=== Section Start ===

PR #434, opened 2022-02-02
Expose DNS-over-HTTP options

sagebind:
Expose options related to DNS-over-HTTP name resolution support. Includes a brief working example. Support for DoH is enabled in curl by default and is available as of 7.62.0.


alexcrichton (approved):
Nice!

PR #438, opened 2022-03-05
Update to curl 7.82.0 and remove MesaLink

sagebind:
Curl has removed support for MesaLink as of 7.82.0, so we can no longer build libcurl with MesaLink. But removing the feature from our crates would be a breaking change. Since this feature is not significantly used (I only found one public crate using it) I changed the feature to simply emit a warning and use the default TLS configuration.

Alternatively, we could remove the `mesalink` feature entirely and put a disclaimer in the release notes. I don't think it is worth bumping a major release of our crate for such an under-used feature, though I'd be open to alternate opinions.


alexcrichton (approved):
Seems reasonable to me! I think the build script may need updating though with the updated source structure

=== Section End ===

Each line of the records that contains the string "HTTP" must be copied.

## Reply
Expose DNS-over-HTTP options
Expose options related to DNS-over-HTTP name resolution support. Includes a brief working example. Support for DoH is enabled in curl by default and is available as of 7.62.0.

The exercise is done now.